▶ _Record excerpts_
PR #1102, opened 2026-07-23
APG-2510: remove staff.username from SAR staff section

raby:
## What

Drops the `username` field from the SAR `staff[]` payload so each staff
entry surfaces only `lastName`.

## Why

OSAR (via Naseem, 2026-07-2x) confirmed the custody SAR should surface
only staff **surnames** — usernames are internal identifiers that add
no value to the subject reading their SAR.

This closes the loop on the wider staff-attribute cleanup:

- **APG-2499** dropped `staffId`, `firstName`, `primaryEmail`,
  `accountType` from `SarStaff`.
- **APG-2492** replaced raw usernames / POM `staffId` on referral,
  participation, audit and status-history rows with resolved surnames
  via `StaffLookupService`.
- **APG-2510** (this PR) removes the last remaining `username` leak —
  the one on `SarStaff` itself.

## Changes

- `SubjectAccessRequestService.SarStaff` — drop `username`, retain
  `lastName`.
- `SubjectAccessRequestService.toSarStaff()` — drop the `username`
  mapping.
- Move `distinctBy { it.username }` from **after** the mapping to
  **before** it, so dedup-by-real-identity is preserved now that the
  DTO no longer carries a username. Two staff members who happen to
  share a surname still appear as two rows.
- `src/test/resources/sar/sar-api-response.json` — drop `"username"`
  from the `staff[0]` fixture element.

## Non-changes

- **No DB migration.** `staff.username` column stays — still used
  internally by `findByPrisonNumber`, batch surname lookups and
  `StaffLookupService`.
- **No `StaffLookupService` or repository changes.**
- **No mustache template change.** The `{{#staff}}` block already
  emitted only `lastName`; there was never a `Username` row rendered
  for the staff section.
- **No HTML render fixture change** (follows from the template being
  unchanged).

## Contract impact

The `staff[]` JSON contract changes from `{ lastName, username }` to
`{ lastName }`. The SAR aggregator only renders whatever fields are
present, and no internal consumer reads `.username` off SarStaff
(verified by workspace grep). The `SarContractIntegrationTest`
fixture diff is the only behavioural signal.

## Verification


niaevans9 (approved):
lgtm

PR #1107, opened 2026-08-03
APG-2546: remove auditRecords section from SAR

raby:
Removes the auditRecords section from the SAR payload per OSAR
round-2 review (Roxanne, DD spreadsheet rows 22-31).

Motivation: on retest PRN A8610DY the audit section contributed
28,483 rows to the SAR - the majority of the "8,000-page PDF"
complaint. Removing this section is the single largest OSAR
readability win in APG-2546.

Changes:
- Delete auditRecords from Content data class + Content(...) call
- Delete SarAuditRecord DTO + toSarAudit mapper
- Drop AuditRepository from SubjectAccessRequestService constructor
- Delete AuditRepository.getSarAuditRecords (dead after this PR)
- Delete the `<h2>Audit records</h2>` block from sar_template.mustache
- Delete audit-record seed, mock, and assertions from tests
- Regenerate SAR contract snapshots

Not changed:
- AuditEntity (still used by audit writers)
- Other AuditRepository methods (untouched)
- resolveStaffSurnames B1 test - call count is unaffected (audit
  rows only added usernames to already-batched sets; removing them
  does not change the two-query shape of the resolver)

Rollback: single git revert. Fixtures come back with the revert
commit; no schema state to rewind.

---

Notes for reviewer, beyond the doc's template:
- Also removed the equivalent audit seed + assertions in
  `SubjectAccessRequestServiceIntegrationTest.kt` (which the working
  doc did not list) since it was a compile-blocker after the
  `Content.auditRecords` field went away. The change mirrors the
  seed/assert removals in `SarContractIntegrationTest` and the unit
  test.
- Entity-schema snapshot verified unchanged (byte-identical to the
  regenerated `.log`), as expected per the doc.
- Full `./gradlew ktlintCheck test` passes locally (678 tests).


pfcairns (approved):
LGTM

PR #1109, opened 2026-08-03
APG-2546: remove referralStatusHistory + referralStatusReasons sections from SAR

raby:
APG-2546: remove referralStatusHistory + referralStatusReasons sections from SAR

Removes two coupled sections per OSAR round-2 review (Roxanne DD
spreadsheet rows 192–201 and 205–209 — all fields flagged red).

Coupling rationale: referralStatusReasons is derived in-service from
referralStatusHistory, so removing them together avoids an
intermediate state where we query history just to discard the
derived value.

Changes:
- Delete both fields from Content data class + Content(...) call
- Delete SarReferralStatusHistoryEntity + SarReferralStatusReason DTOs
- Delete the two mappers
- Drop ReferralStatusHistoryRepository from SubjectAccessRequestService
- Delete/keep ReferralStatusHistoryRepository.findByPrisonNumber
  based on grep of remaining callers (see PR body for decision)
- Delete both <h2> blocks from sar_template.mustache
- Delete seed, mock, and assertions from tests
- Regenerate SAR contract snapshots

resolveStaffSurnames is the second parameter shrink in APG-2546
(PR-1 removed auditRecords). Query count per SAR is unchanged.

## `findByPrisonNumber` decision

Deleted. Confirmed via `grep -rn "findByPrisonNumber" src/main` that
`SubjectAccessRequestService` was the sole `src/main` caller of
`ReferralStatusHistoryRepository.findByPrisonNumber`. Other services
(`ReferralStatusHistoryService`) use
`getAllByReferralIdOrderByStatusStartDateDesc` instead. Removing the
method here keeps the repository surface honest.

## Artefacts

| Item | Value |
|---|---|
| Sample SAR PDF pages (contract test seed data) | 3 |
| Snapshot files regenerated | `sar-api-response.json`, `sar-expected-render-result.html` |
| `entity-schema.json` | unchanged (deleting reads, not schema) |

## Verification

```
grep -rn "referralStatusHistory\|referralStatusReasons" src/main   # zero SAR-facing hits
grep -rn "SarReferralStatusHistoryEntity\|SarReferralStatusReason" src/main   # zero
grep -rn "toSarReferralStatusHistory\|toSarReferralStatusReason" src/main   # zero
grep -rn "findByPrisonNumber" src/main   # no ReferralStatusHistoryRepository hits
./gradlew ktlintCheck test                                          # green (678 tests)
```


pfcairns (approved):
LGTM

PR #1112, opened 2026-08-05
APG-2546: strip internal ID fields from remaining SAR sections

raby:
APG-2546: strip internal ID fields from remaining SAR sections

Removes `SarPerson.id`, `SarOrganisation.id`, and `SarReferral.originalReferralId` from the SAR payload per Roxanne's DD spreadsheet rows 105, 111 and 165 ("internal ref — should be a no" / "do not add the uuid"). Roxanne confirmed the `originalReferralId` fold-in in person 2026-08-04 pm (see `doc/planning/APG-2546/DELIVERY-LOG.md` "Roxanne in-person answers 2026-08-04 pm"). Also updates the person block of the mustache template to drop the corresponding row, and drops the top-level "Original referral ID" row from the referrals block — the nested `{{#originalReferral}}` block still renders "Original referral ID" from `SarOriginalReferral.id`, which is retained (the subject already sees the resolved original-referral sub-block, so that identifier is meaningful in context).

## Changes

- Delete `originalReferralId: UUID?` from `SarReferral` + positional argument in `toSarReferral` mapper (`SubjectAccessRequestService.kt`)
- Delete `id: UUID?` from `SarPerson` + `toSarPerson` mapper
- Delete `id: String` from `SarOrganisation` + `toSarOrganisation` mapper
- Delete "Original referral ID" row (line 14) and "Person ID" row from `sar_template.mustache`
- Drop three now-irrelevant assertions from `SubjectAccessRequestServiceTest` (`referral.originalReferralId` / `orphanReferral.originalReferralId` / `plainReferral.originalReferralId`) — the observable contract is now the nested `originalReferral` block, still asserted
- Regenerate SAR contract snapshots (`sar-api-response.json` + `sar-expected-render-result.html`)

## Not changed

- Entity-level `ReferralEntity.originalReferralId` — still required for the batch lookup that populates the `SarOriginalReferral` sub-block
- `SarOriginalReferral.id` / template "Original referral ID" row inside the `{{#originalReferral}}` block — the subject sees the resolved original-referral sub-block, so this identifier stays
- `{{#organisations}}` template block — never rendered an Id row in the first place; no code drift from Roxanne's expectation there, the row is already absent
- `SarPniResult` DTO — Roxanne's rows 127/128/131 flag `pniResultId` / `referralId` / `oasysAssessmentId` as internal, but those fields are already absent from the DTO. No action needed; planning doc §B has the audit trail
- Test files other than `SubjectAccessRequestServiceTest` — no other assertion probes the two `id`s directly; snapshot diff covers the change

## Out of scope

- Q2 `isNational` on `SarOrganisation` — closed on "leave off" default 2026-08-04 pm (see `doc/planning/APG-2546/DELIVERY-LOG.md` "Q2 closed on default"). If Roxanne raises `is_national` later, spin a fresh ticket — do not fold into APG-2546.

## Artefacts

| Item | Value |
|---|---|
| Sample PDF page count | 3 |
| Snapshot files updated | `sar-api-response.json`, `sar-expected-render-result.html` |
| `entity-schema.json` | unchanged (no JPA entity edits) |

## Verification

- `./gradlew ktlintCheck test` — green (678 tests)
- `grep -n "\.id\b" src/main/…/SubjectAccessRequestService.kt` — no remaining `SarPerson.id` / `SarOrganisation.id` reads inside the service (only entity-level reads on `it.id!!` for the batch lookup and mapper receivers, which are correct)
- `grep -n "Person ID\|<td>Id</td>" src/main/resources/sar_template.mustache` — zero hits (the retained `Original referral ID` row inside `{{#originalReferral}}` is scoped to `SarOriginalReferral.id`, not the removed fields)

Working doc: `doc/planning/APG-2546/PR-5-strip-internal-ids.md`.


Alison-Weatherston (approved):
LGTM

PR #1896, opened 2025-01-22
Add AudioSource.latency

ACrazyTown:
This PR adds a `latency` field to `AudioSource` that returns the estimated playback latency of the sound.

On native targets (that use OpenAL Soft) the same method from https://github.com/openfl/lime/pull/1759 is used, although exposing it as a seperate field instead of applying it directly to the sound's time.

HTML5 uses [`AudioContext.baseLatency`](https://developer.mozilla.org/en-US/docs/Web/API/AudioContext/baseLatency) and [`AudioContext.outputLatency`](https://developer.mozilla.org/en-US/docs/Web/API/AudioContext/outputLatency)

In the case where it's not possible to query the playback latency (eg. Flash) 0 is returned.


Raltyro:
Wasnt this in ninjamuffin pr?
also i approve

Raltyro (approved):

ghost (changes requested):
iOS will give null since it uses `mojoal` instead if `OpenAL SOFT`.

MAJigsaw77:
> iOS will give null since it uses `mojoal` instead if `OpenAL SOFT`.

@ACrazyTown Since some platforms might use mojoAl or something else for example, I'd suggest checking if the extension is supported first `AL.isExtensionPresent("AL_SOFT_source_latency")`.

ACrazyTown:
@mcagabe19 @MAJigsaw77 The native C++ functions will return null if `LIME_OPENALSOFT` is not defined. This is later checked on the Haxe side: https://github.com/openfl/lime/blob/3f9041ab7d63c7c1cbc397dc482dd8cd2a0e7401/src/lime/_internal/backend/native/NativeAudioSource.hx#L592-L599
Is that not enough?

MAJigsaw77:
> @mcagabe19 @MAJigsaw77 The native C++ functions will return null if `LIME_OPENALSOFT` is not defined. This is later checked on the Haxe side:
> 
> https://github.com/openfl/lime/blob/3f9041ab7d63c7c1cbc397dc482dd8cd2a0e7401/src/lime/_internal/backend/native/NativeAudioSource.hx#L592-L599
> 
> 
> Is that not enough?

It's not because openal soft can be there, but the platform might not support latency, in any case that check should make it fine if added.

ghost (approved):

ACrazyTown:
If it is problematic to add this to the AudioSource API (as Lime uses 3 different OpenAL backends depending on the configuration and only OpenAL Soft can query latency) would it be better to just reduce this to binding the necessary functions and exposing them in Haxe thru OpenALAudioContext or whatever? If so, would be nice to also review https://github.com/openfl/lime/pull/1912 so the backend specific functions can be hidden behind a proper conditional

project/src/media/openal/OpenALBindings.cpp
```diff
@@ -2104,6 +2104,44 @@ namespace lime {
 	}
 
 
+	value lime_al_get_sourcedv_soft (value source, int param, int count) {
+
+		#ifdef LIME_OPENALSOFT
```
player-03, line 2109: We were discussing this on Discord, and came up with the idea of checking `#ifdef AL_SOFT_source_latency` instead of `#ifdef LIME_OPENALSOFT`. If it works, it would be a more reliable check. Can you test it out and report back?

player-03: We could also try `if (alGetSourcedvSOFT == NULL) return alloc_null();`, as a backup.

src/lime/media/openal/AL.hx
```diff
@@ -969,6 +972,24 @@ class AL
 		#end
 	}
 
+	public static function getSourcedvSOFT(source:ALSource, param:Int, count:Int = 1):Array<Float>
+	{
+		#if (lime_cffi && lime_openalsoft && !macro)
+		var result = NativeCFFI.lime_al_get_sourcedv_soft(source, param, count);
+		#if hl
+		if (result == null) return [];
```
player-03, line 980: I think for consistency, it should always return the same value on failure. Since all the other fail states return null, this should too.

src/lime/_internal/backend/native/NativeAudioSource.hx
```diff
@@ -588,4 +599,20 @@ class NativeAudioSource
 
 		return position;
 	}
+
+	public function getLatency():Float
+	{
+		#if lime_openalsoft
```
player-03, line 605: If all the checks work right on the C++ side, we ought to be able to remove all the `#if lime_openalsoft` checks on the Haxe side. That way, you can't accidentally break things by setting different flags than lime.ndll was built with.

PR #1898, opened 2025-01-26
Fixed assets embedding on multiple targets.

MAJigsaw77:
The following changes fix the embedding of assets on `Android`, `iOS`, `tvOS`, and `WebAssembly`.


joshtynjala:
Can you attach a simple project where things doen't work correctly without this change? Thanks!

MAJigsaw77:
> Can you attach a simple project where things doen't work correctly without this change? Thanks!

I've used SimpleImage sample and modified `project.xml` to embed the `Assets` folder.
```xml
<project>
	
	<meta title="Simple Image" package="org.openfl.lime.samples.simpleimage" version="1.0.0" company="OpenFL" />
	<app main="Main" path="Export" file="SimpleImage" />
	<architecture name="arm64" exclude="armv7" if="android" />
	<source path="Source" />
	
	<haxelib name="lime" />
	
	<assets path="Assets" rename="assets" embed="true" />

</project>
```

If i look within the apk file it clearly shows that the file hasnt been embeded at all.

{9B908D19-1F70-472C-B806-389EFA7ABCCB}

But after the fix is applied, it shows that the file has been successfully been embedded without it being left there.

{0C5BD76A-886B-4E50-8787-5034A8215B5D}

This is valid for the other targets aswell.

MAJigsaw77:
> > Can you attach a simple project where things doen't work correctly without this change? Thanks!
> 
> I've used SimpleImage sample and modified `project.xml` to embed the `Assets` folder.
> 
> ```
> <?xml version="1.0" encoding="utf-8"?>
> <project>
> 	
> 	<meta title="Simple Image" package="org.openfl.lime.samples.simpleimage" version="1.0.0" company="OpenFL" />
> 	<app main="Main" path="Export" file="SimpleImage" />
> 	<architecture name="arm64" exclude="armv7" if="android" />
> 	<source path="Source" />
> 	
> 	<haxelib name="lime" />
> 	
> 	<assets path="Assets" rename="assets" embed="true" />
> 
> </project>
> ```
> 
> If i look within the apk file it clearly shows that the file hasnt been embeded at all.
> 
> {9B908D19-1F70-472C-B806-389EFA7ABCCB}
> 
> But after the fix is applied, it shows that the file has been successfully been embedded without it being left there.
> 
> {0C5BD76A-886B-4E50-8787-5034A8215B5D}
> 
> This is valid for the other targets aswell.

@joshtynjala Can i get some feedback on this as of now?

joshtynjala:
It seems likely the correct change to make.

 owever, I can't merge or provide any more detailed feedback until I have time to test and compare how `embed="false"` and `embed="true"` behave on various targets (including windows/mac/linux and air) to be sure that things are generally consistent. I don't usually have any reason to embed assets versus preloading them, so it'll require a bit to time to ensure that I'm up to speed on how it should work (beyond my assumptions based on my experience with Flash/AIR "embedded" assets).

player-03:
Reviewing the other platforms:

- It appears Windows, Mac, and Linux all already did this.
- HTML5 has it commented out, maybe because embedding isn't an option there? I'm not going to touch that.
- Flash and Air check `asset.embed == false` instead of `asset.embed != true`. I think this means that assets are embedded by default on those targets. Not sure if that's correct.
- Tizen also seems to have the incorrect behavior.

There's a _lot_ of duplicate code here. I wonder if it's time to make a function for it...

MAJigsaw77:
> Reviewing the other platforms:
> 
> * It appears Windows, Mac, and Linux all already did this.
> * HTML5 has it commented out, maybe because embedding isn't an option there? I'm not going to touch that.
> * Flash and Air check `asset.embed == false` instead of `asset.embed != true`. I think this means that assets are embedded by default on those targets. Not sure if that's correct.
> * Tizen also seems to have the incorrect behavior.
> 
> There's a _lot_ of duplicate code here. I wonder if it's time to make a function for it...

Perhaps yeah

▶ _Task item_
Above are the entries. Quote exactly the lines from the one bearing "there was never" through the one bearing "whatever fields are".

▶ _Problem solution_
  emitted only `lastName`; there was never a `Username` row rendered
  for the staff section.
- **No HTML render fixture change** (follows from the template being
  unchanged).

## Contract impact

The `staff[]` JSON contract changes from `{ lastName, username }` to
`{ lastName }`. The SAR aggregator only renders whatever fields are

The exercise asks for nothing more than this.